━━━ MATERIAL FOR THE TASK
PR #220, opened 2023-11-30
Neutrona Wand music control in bench test mode

gpstar81:
I haven't had the time to bench test this yet, so it should also be tested with a Proton Pack as well, and the Neutrona Wand as a stand alone.

Whats new:
-Neutrona Wand music control in bench test mode.
-Another sound effect added for the Neutrona Wand, but it is unused at the moment.


DustinGrau:
Looks good on the surface, but yeah this needs testing and I'll plan to do a sequence with the special standalone wand firmware. I just committed some updates including rebuilding the binaries and some minor doc updates to solve some confusion on software/hardware items that have come up recently.

nomakewan:
I got a little busy this week, but I should be able to do a test with a standalone wand this weekend.

At a quick glance it looks very similar to how I did it on my end (including adding in that check timer start I missed!), with just a few modifications I'd make here and there to some syntax. Nothing breaking though.

I'll be able to review it more thoroughly in the morning (~12 hours). Thank you!

DustinGrau (approved):

DustinGrau (changes requested):
Just found a problem: the wand barrel tip is not illuminating when firing. I've done some tests to make sure it wasn't my hardware (didn't crush a wire or anything like that), but just noticed it wasn't seen when firing.

gpstar81:
> Ohhhh, I think I see why. The strobing of that LED was tied to the bargraph animation for Super Hero Mode. There doesn't seem to be similar logic for Mode Original, though a comment in the code implies this happens when the system is close to overheating.

Oh yes I forgot about adding the strobe to mode original firing. I will add it during the weekend and commit it to this pull request.

DustinGrau:
Just to restore the function and make sure it does something at the moment, I added some very basic code which just illuminates the tip when the last LED in the barrel is lit. This makes functional sense as it would follow the animation for the stock lights. You can choose to keep it or replace that logic, though in looking at the bargraph-dependent animation for Super Hero, this approach may make more sense as the new wand LED's are implemented.

nomakewan (approved):
I've pushed a change that just updates some documentation and formatting related stuff. As I said before from my cursory glance, nothing at all major I noticed, just minor stuff.

Test looks good, I'd say that for the purposes of this PR (restoring music functionality), it's good to go! Perhaps leave the wand tip stuff for a subsequent PR? I can't test that particular change as I'm just using the stock Hasbro 5-LED setup with no additional tip on mine.

gpstar81:
I am just redoing the wiring on my bench test boards, I will give things a good test soon and update the wand flash tip at the same time.

gpstar81:
-Updated the strobe in mode original.
-Added a slightly longer delay on the afterlife beep sounds when changing the power level. If you spam the rotary encoder by rotating it super quick for 10+ seconds before, you could get the audio to crash in the wand (very fringe case use). Now it is stable.

DustinGrau (approved):
Reviewed and tested (bench mode and normal), meets my needs and seems to be working as intended.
━━━━━━
◆ TASK PROMPT
The lines above that hold the string "minor" are to be located and copied.

◆ ANSWER BOX
Looks good on the surface, but yeah this needs testing and I'll plan to do a sequence with the special standalone wand firmware. I just committed some updates including rebuilding the binaries and some minor doc updates to solve some confusion on software/hardware items that have come up recently.
I've pushed a change that just updates some documentation and formatting related stuff. As I said before from my cursory glance, nothing at all major I noticed, just minor stuff.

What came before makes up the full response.